(Stored records)
PR #882, opened 2025-01-09
confd: Enable config for lldp tx interval

axkar:
This change introduces the configuration of the tx-interval parameter for the LLDP service, allowing control over the frequency of LLDP hello messages. By reducing the tx-interval, the waiting time for LLDP packets during tests is significantly shortened. This improvement eliminates the need to toggle the interface down and up to force the emission of LLDP packets.

## Checklist

- [ ] Bugfix
  - [ ] Regression tests
- [ ] Feature
  - [ ] Regression tests added?
  - [ ] Documentation added?
- [ ] Test changes
- [ ] Build related changes


src/confd/yang/infix-lldp.yang
```diff
@@ -9,7 +9,11 @@ module infix-lldp {
 
   organization "KernelKit";
   contact      "kernelkit@googlegroups.com";
-  description  "Infix augments and deviations to ieee-dot1ab-lldp.";
+  description  "This module extends and modifies the ieee802-dot1ab-lldp YANG model to add specific configuration options.";
```
troglobit, line 12: Please revert this.  The description is just longer and rambling.

src/confd/yang/infix-lldp.yang
```diff
@@ -21,11 +25,20 @@ module infix-lldp {
...
       description "Globally enable or disable IEEE 802.1ab LLDP agent.";
     }
+
+    leaf tx-interval {
+      type uint16 {
+        range "1..3600";
+      }
+      default "30";
+      description "Specifies the regular interval (in seconds) for LLDP message transmissions.";
+    }
```
troglobit, line 41: We should not add our own `tx-interval` when there is a `message-tx-interval` in the standard model.  See `grouping lldp-cfg` for details.

troglobit (changes requested):

src/confd/yang/infix-lldp.yang
axkar: Sure :) 
But sounds a bit weird "Infix augments and deviations".
Maybe we just need to turn "augments" to "augmentations" :) ?

axkar: Or something like "Infix augments and deviates from ieee-dot1ab-lldp"

troglobit: The original description is perfectly valid english, 'augments' is the plural of 'augment', see https://www.merriam-webster.com/dictionary/augment

src/confd/yang/infix-lldp.yang
troglobit: The guiding idea is that we should always use standard YANG models, unless they are very difficult or impossible to map to Linux or standard services (UNIX daemons) we use.  

For the LLDP yang model I've temporarily disabled all nodes and added a global `enabled` setting, which was missing.  The rest of the model should be used since `lldpd` is otherwise modeled exactly on the IEEE standard.

The `unit "ticks"` here is something you need to check against both the lldpd implementation and the IEEE standard.  It could mean 1 tick == 10 milliseconds, but since the default is 30 in the standard, and lldpd seems to use a default transmit interval of 30 seconds I'd venture to say that it may be seconds.  But please dive into that.  You can download the standard for free to verify.

src/confd/yang/infix-lldp.yang
axkar: Upps, my deep apology. I'll definitely revert the line :)

src/confd/yang/infix-lldp.yang
axkar: I'll check that :)

src/confd/src/infix-services.c
```diff
@@ -299,13 +299,41 @@ static int mdns_change(sr_session_ctx_t *session, uint32_t sub_id, const char *m
...
+		if (systemf("initctl -nbq %s lldpd", lldp_enabled ? "enable" : "disable"))
+			ERROR("Failed %s lldpd", lldp_enabled ? "enabling" : "disabling");
+		
+		if (lldp_enabled)
+			systemf("initctl -nbq touch lldpd");
+	}
+
+	if (lldp_enabled) {
+		const char *tx_interval = lydx_get_cattr(srv, "message-tx-interval");
+		if (tx_interval && *tx_interval && systemf("sudo lldpcli configure lldp tx-interval %s", tx_interval))
```
troglobit, line 332: Minor, should be one empty line between variable declarations and code. (Linux coding style)

The `message-tx-interval` is guaranteed to always have a value in the YANG model.  So you should not need to check the pointer at all.

Also, what happens if `lldpd` is not running when `lldpcli` is called above?  Hint: you probably need to write this configuration to the config file as well, and then "touch" the Finit service to ensure `lldpd` is reloaded when it is running.

troglobit (changes requested):
Nice work so far!

src/confd/src/infix-services.c
axkar: Thnx. I hope the new version looks better :)

src/confd/src/infix-services.c
```diff
@@ -299,13 +299,49 @@ static int mdns_change(sr_session_ctx_t *session, uint32_t sub_id, const char *m
...
+		if (!fp) {
+			ERROR("Failed to open /etc/lldpd.d/tx-interval.conf for writing");
+			return put(cfg);
+		}
+		fprintf(fp, "configure lldp tx-interval %s\n", tx_interval);
+		fclose(fp);
+
+		if (systemf("initctl -nbq restart lldpd")) {
+			ERROR("Failed to restart lldpd");
+		}
```
troglobit, line 341: Please do not use `restart` here, we want to "roll in" the next generation at the same time via finit's `initctl reload` mechanism.  The reason for this is simply that changes we add to the `/etc/lldpd.d/*.conf` may include references to interfaces that have not been created yet.  So, instead of restart, use `initctl -nbq touch ...` construct, used for other services in this file, to *mark it* for restarting by Finit.

Now, previously we thought `lldpd` reconfigured itself automatically on SIGHUP, but that does not seem to be the case.  To ensure Finit does not send SIGHUP, but instead performs the actual process restart (stop + start) for us, we need to change the .conf snippet in `package/skeleton-init-finit/skeleton/etc/finit.d/available/lldpd.conf`.

From

    service [2345] env:-/etc/default/lldpd lldpd -d $LLDPD_ARGS -- LLDP daemon (IEEE 802.1ab)

to:

    service <!> env:-/etc/default/lldpd \
            [2345] lldpd -d $LLDPD_ARGS -- LLDP daemon (IEEE 802.1ab)

The `<!>` construct tells Finit this service does not support SIGHUP.

To test this, without rebuilding from distclean, you need to perform a `make skeleton-init-finit-rebuild`.

troglobit (changes requested):
Only one final comment, nice work!

src/confd/src/infix-services.c
axkar: Clear as a tear!

axkar:
@troglobit Thnx for all the comments so far. I made a major rework in the latest commit. Please have another look when you have time :)

src/confd/src/infix-services.c
```diff
@@ -299,13 +302,64 @@ static int mdns_change(sr_session_ctx_t *session, uint32_t sub_id, const char *m
...
+		if (!enabled) {
+			if (rmrf(LLDP_CONFIG))
+				ERROR("Failed to remove old %s: %d", LLDP_CONFIG, errno);
+		}
+		return SR_ERR_OK;
+	
+	case SR_EV_ABORT:
+		if (fexist(LLDP_CONFIG_NEXT))
+			rmrf(LLDP_CONFIG_NEXT);			
+
```
mattiaswal, line 355: Not releasing cfg.

src/confd/src/infix-services.c
```diff
@@ -299,13 +302,64 @@ static int mdns_change(sr_session_ctx_t *session, uint32_t sub_id, const char *m
...
 static int lldp_change(sr_session_ctx_t *session, uint32_t sub_id, const char *module,
 	const char *xpath, sr_event_t event, unsigned request_id, void *_confd)
-{
-	return svc_change(session, event, xpath, "lldp", "lldpd");
+{	
+	struct lyd_node * lldp_lyd_node = NULL;
+	sr_data_t *cfg;
+	int enabled;
+
+	if (sr_get_data(session, xpath, 0, 0, 0, &cfg) || !cfg)
```
mattiaswal, line 315: Move this to inside EV_CHANGE, it is the only place you use it.
remember to release it.

src/confd/src/infix-services.c
```diff
@@ -299,13 +302,64 @@ static int mdns_change(sr_session_ctx_t *session, uint32_t sub_id, const char *m
...
+		if (fexist(LLDP_CONFIG_NEXT))
+			if (fexist(LLDP_CONFIG))
+				if (rmrf(LLDP_CONFIG))
+					ERROR("Failed to remove old %s: %d", LLDP_CONFIG, errno);			
+
+		rename(LLDP_CONFIG_NEXT, LLDP_CONFIG);
+		
+		svc_change(session, event, xpath, "lldp", "lldpd");
+
+		if (!enabled) {
```
mattiaswal, line 346: Check if LLDPD_CONFIG_NEXT exist, then it is enabled.

src/confd/src/infix-services.c
axkar: I need enable flag in SR_EV_DONE to remove the config

src/confd/src/infix-services.c
```diff
@@ -299,13 +302,64 @@ static int mdns_change(sr_session_ctx_t *session, uint32_t sub_id, const char *m
...
+
+		FILE *fp = fopen(LLDP_CONFIG_NEXT, "w");
+		if (!fp) {
+			ERROR("Failed to open %s for writing", LLDP_CONFIG_NEXT);
+			return put(cfg);
+		}
+		fprintf(fp, "configure lldp tx-interval %s\n", tx_interval);
+		fclose(fp);
+		
+		return SR_ERR_OK;
```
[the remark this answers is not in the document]
axkar: Fixed

src/confd/src/infix-services.c
axkar: Fixed. Should be cleaner now

mattiaswal (approved):
Great work! :1st_place_medal:

src/confd/yang/infix-lldp.yang
```diff
@@ -11,6 +11,10 @@ module infix-lldp {
   contact      "kernelkit@googlegroups.com";
   description  "Infix augments and deviations to ieee-dot1ab-lldp.";
 
+  revision 2025-01-08 {
+    description "Switched to the base lldp:message-tx-interval";
```
troglobit, line 15: This should probably read, `"Enable std. /lldp:lldp/message-tx-interval"`, because we are not *switching from* anything but rather unlocking something that was locked-down/disabled before.

src/libsrx/src/helpers.c
```diff
@@ -35,7 +35,7 @@ static int do_delete(const char *fpath, const struct stat *sb, int tflag, struct
 
 int rmrf(const char *path)
 {
-	if (!fisdir(path))
+	if (!fexist(path))
```
troglobit, line 38: Why this change?  There is no mention of it in the commit message (should possibly be a separate commit) and the original intent of the `rmrf()` function was to remove an entire *directory* structure recursively.

To delete a single file use `remove()` or `unlink()` from the standard C library.  There are some convenience wrappers in libite called `erase()`, `erasef()`, and `fremove()` that can also be useful.  All of which are more suited to removing a single file which is all that `lldp_change()` needs.

src/confd/src/infix-services.c
```diff
@@ -299,13 +302,62 @@ static int mdns_change(sr_session_ctx_t *session, uint32_t sub_id, const char *m
...
+			fprintf(fp, "configure lldp tx-interval %s\n", tx_interval);
+			fclose(fp);
+		}
+			
+		return put(cfg);		
+
+	case SR_EV_DONE:
+		if (fexist(LLDP_CONFIG_NEXT)){
+			if (fexist(LLDP_CONFIG)){
+				if (rmrf(LLDP_CONFIG))
```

# Task:
Across the records above, return every line that contains the word "since".

# Answer space:
For the LLDP yang model I've temporarily disabled all nodes and added a global `enabled` setting, which was missing.  The rest of the model should be used since `lldpd` is otherwise modeled exactly on the IEEE standard.
The `unit "ticks"` here is something you need to check against both the lldpd implementation and the IEEE standard.  It could mean 1 tick == 10 milliseconds, but since the default is 30 in the standard, and lldpd seems to use a default transmit interval of 30 seconds I'd venture to say that it may be seconds.  But please dive into that.  You can download the standard for free to verify.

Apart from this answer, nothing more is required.